INSTRUCTIONS TO FOLLOW —
Set down every entry below exactly as it stands.

Collected data entries —
[Start of section]

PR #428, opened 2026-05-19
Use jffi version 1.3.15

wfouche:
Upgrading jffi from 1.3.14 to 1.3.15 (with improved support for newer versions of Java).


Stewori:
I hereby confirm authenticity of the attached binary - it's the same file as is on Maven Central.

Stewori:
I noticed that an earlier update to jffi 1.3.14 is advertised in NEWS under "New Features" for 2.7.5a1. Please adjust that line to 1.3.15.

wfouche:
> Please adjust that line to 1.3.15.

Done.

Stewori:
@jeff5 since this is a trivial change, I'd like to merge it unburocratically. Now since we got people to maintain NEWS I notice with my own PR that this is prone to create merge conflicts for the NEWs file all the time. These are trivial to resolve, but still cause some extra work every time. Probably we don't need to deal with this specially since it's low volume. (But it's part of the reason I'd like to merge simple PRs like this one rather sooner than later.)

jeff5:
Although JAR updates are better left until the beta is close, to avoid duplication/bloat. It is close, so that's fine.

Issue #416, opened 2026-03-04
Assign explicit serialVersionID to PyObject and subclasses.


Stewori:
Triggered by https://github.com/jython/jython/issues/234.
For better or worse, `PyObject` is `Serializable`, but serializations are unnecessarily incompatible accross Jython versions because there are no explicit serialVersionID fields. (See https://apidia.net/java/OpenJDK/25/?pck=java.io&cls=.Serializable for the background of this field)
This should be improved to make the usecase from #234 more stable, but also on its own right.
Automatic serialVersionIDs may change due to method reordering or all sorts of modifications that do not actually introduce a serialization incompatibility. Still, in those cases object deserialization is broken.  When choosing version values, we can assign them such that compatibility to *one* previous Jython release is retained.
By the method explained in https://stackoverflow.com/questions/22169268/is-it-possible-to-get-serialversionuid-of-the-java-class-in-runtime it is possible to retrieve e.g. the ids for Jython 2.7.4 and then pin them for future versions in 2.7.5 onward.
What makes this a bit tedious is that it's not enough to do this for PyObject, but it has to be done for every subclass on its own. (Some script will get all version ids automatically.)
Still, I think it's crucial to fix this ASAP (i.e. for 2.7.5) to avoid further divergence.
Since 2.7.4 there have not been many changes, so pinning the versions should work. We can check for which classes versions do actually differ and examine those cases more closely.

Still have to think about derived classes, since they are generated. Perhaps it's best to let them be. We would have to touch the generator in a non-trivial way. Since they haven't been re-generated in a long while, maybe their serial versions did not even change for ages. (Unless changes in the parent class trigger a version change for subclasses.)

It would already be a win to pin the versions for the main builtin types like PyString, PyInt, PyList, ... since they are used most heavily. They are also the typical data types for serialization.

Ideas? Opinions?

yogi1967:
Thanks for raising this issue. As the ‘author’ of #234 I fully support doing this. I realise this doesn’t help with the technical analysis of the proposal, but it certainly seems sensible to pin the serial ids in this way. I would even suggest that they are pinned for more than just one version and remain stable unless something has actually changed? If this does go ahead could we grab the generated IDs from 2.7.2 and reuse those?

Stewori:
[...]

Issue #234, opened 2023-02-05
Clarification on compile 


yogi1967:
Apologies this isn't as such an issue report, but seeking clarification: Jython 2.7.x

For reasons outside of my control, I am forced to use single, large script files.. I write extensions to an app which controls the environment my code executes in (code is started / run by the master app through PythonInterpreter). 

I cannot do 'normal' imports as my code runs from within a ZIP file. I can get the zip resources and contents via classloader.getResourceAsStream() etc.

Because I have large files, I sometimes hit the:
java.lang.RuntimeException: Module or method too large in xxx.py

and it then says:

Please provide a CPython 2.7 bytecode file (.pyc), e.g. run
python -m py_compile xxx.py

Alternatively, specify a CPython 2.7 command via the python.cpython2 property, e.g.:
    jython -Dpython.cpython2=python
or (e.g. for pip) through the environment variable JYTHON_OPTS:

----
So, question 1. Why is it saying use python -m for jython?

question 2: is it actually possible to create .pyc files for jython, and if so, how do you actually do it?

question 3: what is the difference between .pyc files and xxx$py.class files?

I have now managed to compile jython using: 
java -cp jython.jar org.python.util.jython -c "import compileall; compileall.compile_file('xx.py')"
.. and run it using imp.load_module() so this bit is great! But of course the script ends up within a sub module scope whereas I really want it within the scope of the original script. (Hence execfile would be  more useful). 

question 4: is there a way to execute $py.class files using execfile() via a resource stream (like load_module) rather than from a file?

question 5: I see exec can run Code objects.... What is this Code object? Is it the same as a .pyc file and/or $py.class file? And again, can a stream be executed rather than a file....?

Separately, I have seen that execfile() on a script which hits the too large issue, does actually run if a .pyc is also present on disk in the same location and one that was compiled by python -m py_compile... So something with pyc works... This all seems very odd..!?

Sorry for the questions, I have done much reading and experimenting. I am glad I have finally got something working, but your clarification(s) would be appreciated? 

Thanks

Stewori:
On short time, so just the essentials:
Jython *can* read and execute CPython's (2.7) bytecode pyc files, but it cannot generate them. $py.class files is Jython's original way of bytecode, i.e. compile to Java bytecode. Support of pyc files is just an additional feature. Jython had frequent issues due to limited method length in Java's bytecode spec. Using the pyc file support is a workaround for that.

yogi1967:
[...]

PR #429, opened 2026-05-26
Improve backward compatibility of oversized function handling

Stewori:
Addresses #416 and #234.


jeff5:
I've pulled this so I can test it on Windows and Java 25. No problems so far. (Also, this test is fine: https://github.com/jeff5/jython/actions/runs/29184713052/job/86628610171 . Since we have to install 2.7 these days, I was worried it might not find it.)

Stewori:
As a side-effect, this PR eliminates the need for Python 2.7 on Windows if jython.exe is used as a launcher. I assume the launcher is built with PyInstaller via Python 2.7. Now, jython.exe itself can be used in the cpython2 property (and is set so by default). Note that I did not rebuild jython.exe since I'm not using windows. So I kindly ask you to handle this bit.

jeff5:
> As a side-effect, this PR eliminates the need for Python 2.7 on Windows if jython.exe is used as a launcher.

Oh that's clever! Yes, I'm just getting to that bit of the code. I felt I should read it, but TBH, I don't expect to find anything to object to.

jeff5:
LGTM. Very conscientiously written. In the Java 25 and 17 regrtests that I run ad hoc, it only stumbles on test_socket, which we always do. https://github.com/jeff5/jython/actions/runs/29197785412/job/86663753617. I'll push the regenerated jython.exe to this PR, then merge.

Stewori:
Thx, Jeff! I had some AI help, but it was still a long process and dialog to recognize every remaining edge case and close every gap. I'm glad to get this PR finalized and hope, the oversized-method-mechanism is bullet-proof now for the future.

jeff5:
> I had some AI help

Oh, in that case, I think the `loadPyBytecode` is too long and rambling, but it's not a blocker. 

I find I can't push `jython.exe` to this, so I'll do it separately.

[End of section]

ANSWER TO THIS PROBLEM —
PR #428, opened 2026-05-19
Use jffi version 1.3.15

wfouche:
Upgrading jffi from 1.3.14 to 1.3.15 (with improved support for newer versions of Java).


Stewori:
I hereby confirm authenticity of the attached binary - it's the same file as is on Maven Central.

Stewori:
I noticed that an earlier update to jffi 1.3.14 is advertised in NEWS under "New Features" for 2.7.5a1. Please adjust that line to 1.3.15.

wfouche:
> Please adjust that line to 1.3.15.

Done.

Stewori:
@jeff5 since this is a trivial change, I'd like to merge it unburocratically. Now since we got people to maintain NEWS I notice with my own PR that this is prone to create merge conflicts for the NEWs file all the time. These are trivial to resolve, but still cause some extra work every time. Probably we don't need to deal with this specially since it's low volume. (But it's part of the reason I'd like to merge simple PRs like this one rather sooner than later.)

jeff5:
Although JAR updates are better left until the beta is close, to avoid duplication/bloat. It is close, so that's fine.

Issue #416, opened 2026-03-04
Assign explicit serialVersionID to PyObject and subclasses.


Stewori:
Triggered by https://github.com/jython/jython/issues/234.
For better or worse, `PyObject` is `Serializable`, but serializations are unnecessarily incompatible accross Jython versions because there are no explicit serialVersionID fields. (See https://apidia.net/java/OpenJDK/25/?pck=java.io&cls=.Serializable for the background of this field)
This should be improved to make the usecase from #234 more stable, but also on its own right.
Automatic serialVersionIDs may change due to method reordering or all sorts of modifications that do not actually introduce a serialization incompatibility. Still, in those cases object deserialization is broken.  When choosing version values, we can assign them such that compatibility to *one* previous Jython release is retained.
By the method explained in https://stackoverflow.com/questions/22169268/is-it-possible-to-get-serialversionuid-of-the-java-class-in-runtime it is possible to retrieve e.g. the ids for Jython 2.7.4 and then pin them for future versions in 2.7.5 onward.
What makes this a bit tedious is that it's not enough to do this for PyObject, but it has to be done for every subclass on its own. (Some script will get all version ids automatically.)
Still, I think it's crucial to fix this ASAP (i.e. for 2.7.5) to avoid further divergence.
Since 2.7.4 there have not been many changes, so pinning the versions should work. We can check for which classes versions do actually differ and examine those cases more closely.

Still have to think about derived classes, since they are generated. Perhaps it's best to let them be. We would have to touch the generator in a non-trivial way. Since they haven't been re-generated in a long while, maybe their serial versions did not even change for ages. (Unless changes in the parent class trigger a version change for subclasses.)

It would already be a win to pin the versions for the main builtin types like PyString, PyInt, PyList, ... since they are used most heavily. They are also the typical data types for serialization.

Ideas? Opinions?

yogi1967:
Thanks for raising this issue. As the ‘author’ of #234 I fully support doing this. I realise this doesn’t help with the technical analysis of the proposal, but it certainly seems sensible to pin the serial ids in this way. I would even suggest that they are pinned for more than just one version and remain stable unless something has actually changed? If this does go ahead could we grab the generated IDs from 2.7.2 and reuse those?

Stewori:
[...]

Issue #234, opened 2023-02-05
Clarification on compile 


yogi1967:
Apologies this isn't as such an issue report, but seeking clarification: Jython 2.7.x

For reasons outside of my control, I am forced to use single, large script files.. I write extensions to an app which controls the environment my code executes in (code is started / run by the master app through PythonInterpreter). 

I cannot do 'normal' imports as my code runs from within a ZIP file. I can get the zip resources and contents via classloader.getResourceAsStream() etc.

Because I have large files, I sometimes hit the:
java.lang.RuntimeException: Module or method too large in xxx.py

and it then says:

Please provide a CPython 2.7 bytecode file (.pyc), e.g. run
python -m py_compile xxx.py

Alternatively, specify a CPython 2.7 command via the python.cpython2 property, e.g.:
    jython -Dpython.cpython2=python
or (e.g. for pip) through the environment variable JYTHON_OPTS:

----
So, question 1. Why is it saying use python -m for jython?

question 2: is it actually possible to create .pyc files for jython, and if so, how do you actually do it?

question 3: what is the difference between .pyc files and xxx$py.class files?

I have now managed to compile jython using: 
java -cp jython.jar org.python.util.jython -c "import compileall; compileall.compile_file('xx.py')"
.. and run it using imp.load_module() so this bit is great! But of course the script ends up within a sub module scope whereas I really want it within the scope of the original script. (Hence execfile would be  more useful). 

question 4: is there a way to execute $py.class files using execfile() via a resource stream (like load_module) rather than from a file?

question 5: I see exec can run Code objects.... What is this Code object? Is it the same as a .pyc file and/or $py.class file? And again, can a stream be executed rather than a file....?

Separately, I have seen that execfile() on a script which hits the too large issue, does actually run if a .pyc is also present on disk in the same location and one that was compiled by python -m py_compile... So something with pyc works... This all seems very odd..!?

Sorry for the questions, I have done much reading and experimenting. I am glad I have finally got something working, but your clarification(s) would be appreciated? 

Thanks

Stewori:
On short time, so just the essentials:
Jython *can* read and execute CPython's (2.7) bytecode pyc files, but it cannot generate them. $py.class files is Jython's original way of bytecode, i.e. compile to Java bytecode. Support of pyc files is just an additional feature. Jython had frequent issues due to limited method length in Java's bytecode spec. Using the pyc file support is a workaround for that.

yogi1967:
[...]

PR #429, opened 2026-05-26
Improve backward compatibility of oversized function handling

Stewori:
Addresses #416 and #234.


jeff5:
I've pulled this so I can test it on Windows and Java 25. No problems so far. (Also, this test is fine: https://github.com/jeff5/jython/actions/runs/29184713052/job/86628610171 . Since we have to install 2.7 these days, I was worried it might not find it.)

Stewori:
As a side-effect, this PR eliminates the need for Python 2.7 on Windows if jython.exe is used as a launcher. I assume the launcher is built with PyInstaller via Python 2.7. Now, jython.exe itself can be used in the cpython2 property (and is set so by default). Note that I did not rebuild jython.exe since I'm not using windows. So I kindly ask you to handle this bit.

jeff5:
> As a side-effect, this PR eliminates the need for Python 2.7 on Windows if jython.exe is used as a launcher.

Oh that's clever! Yes, I'm just getting to that bit of the code. I felt I should read it, but TBH, I don't expect to find anything to object to.

jeff5:
LGTM. Very conscientiously written. In the Java 25 and 17 regrtests that I run ad hoc, it only stumbles on test_socket, which we always do. https://github.com/jeff5/jython/actions/runs/29197785412/job/86663753617. I'll push the regenerated jython.exe to this PR, then merge.

Stewori:
Thx, Jeff! I had some AI help, but it was still a long process and dialog to recognize every remaining edge case and close every gap. I'm glad to get this PR finalized and hope, the oversized-method-mechanism is bullet-proof now for the future.

jeff5:
> I had some AI help

Oh, in that case, I think the `loadPyBytecode` is too long and rambling, but it's not a blocker. 

I find I can't push `jython.exe` to this, so I'll do it separately.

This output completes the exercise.